Ce livre aussi avait besoin de temps. Et d’un interminable rayon de soleil. Cette langue densifiée — expression que Mathieu Riboulet utilise lui-même quelque part vers la fin —, flétrissait, je crois, les soirs de semaine, à la lumière de la lampe de chevet. Un peu par manque de lumière, car ce livre est nuit et cherche à s’en sortir, et surtout parce que c’est une heure où l’esprit s’endort et où il n’est pas tout à fait là. Peut-être une fois ou deux je lisais à voix haute, un paragraphe ou deux cernés pas des étoiles, un paragraphe ou deux dont la belle puissance tout en alexandrins et en envols lyriques respiraient quelquefois de pichenettes rythmiques.
Ce livre rejoint W de Perec, il faut un élan et puis un dimanche avec des heures. Une heure en l’occurrence pour aller de la page 29 à la 72, la dernière de ces Portes de Thèbes. Évidemment il y a des distractions : le soleil dont il faut se protéger, la soif, la musique du voisin dont il faut s’extraire par des bouchons calés au creux du pavillon, les idées qui passent, la recherche “Thèbes” et la lecture rapide d’une fiche sur Wikipédia.

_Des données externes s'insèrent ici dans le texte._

Issue #515, opened 2020-11-03
Azure blob storage binding doesn't save JSON values


yaron2:
First reported by @KaiWalter 

When saving a JSON payload to an Azure Blob Storage binding, an error is returned for "invalid syntax".

PR #516, opened 2020-11-03
Fix azure blob storage json payload

yaron2:
Closes https://github.com/dapr/components-contrib/issues/515

### DIFF
--- a/bindings/azure/blobstorage/blobstorage.go
+++ b/bindings/azure/blobstorage/blobstorage.go
@@ -12,6 +12,7 @@ import (
 	"encoding/json"
 	"fmt"
 	"net/url"
+	"strconv"
 
 	"github.com/Azure/azure-storage-blob-go/azblob"
 	"github.com/dapr/components-contrib/bindings"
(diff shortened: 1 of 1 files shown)


bindings/azure/blobstorage/blobstorage.go
```diff
@@ -138,25 +138,21 @@ func (a *AzureBlobStorage) create(blobURL azblob.BlockBlobURL, req *bindings.Inv
 		delete(req.Metadata, cacheControl)
 	}
 
-	// Unescape data which will still be a JSON string
-	unescapedData, unescapeError := strconv.Unquote(string(req.Data))
-
-	if unescapeError != nil {
-		return nil, unescapeError
+	d, err := strconv.Unquote(string(req.Data))
```
youngbupark, line 141: If json serializer serializes `string` data, it adds double-quotes `"string"`. If we want to save only `string`, not a json-serialized one, then this is correct. is this what we want ?

yaron2: Yes. If a JSON string is sent, it's saved as is. I validated it.

youngbupark (approved):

Lorsque j’écris à A – qu’on pourrait traiter de distraction en se croyant malin et en souriant – j’ai terminé. J’écris qu’il doit lire ça, parce que A s’intéresse au soi en littérature, A aime l’histoire. Ou peut-être qu’il n’aime pas l’histoire mais qu’il en subit les cours. J’ai oublié. J’oublie. Mais il doit lire cela. Il doit lire cela pour lire autre chose. De toute façon il ne lit pas grand chose, dit-il. Des mots chauds aussi, dit-il.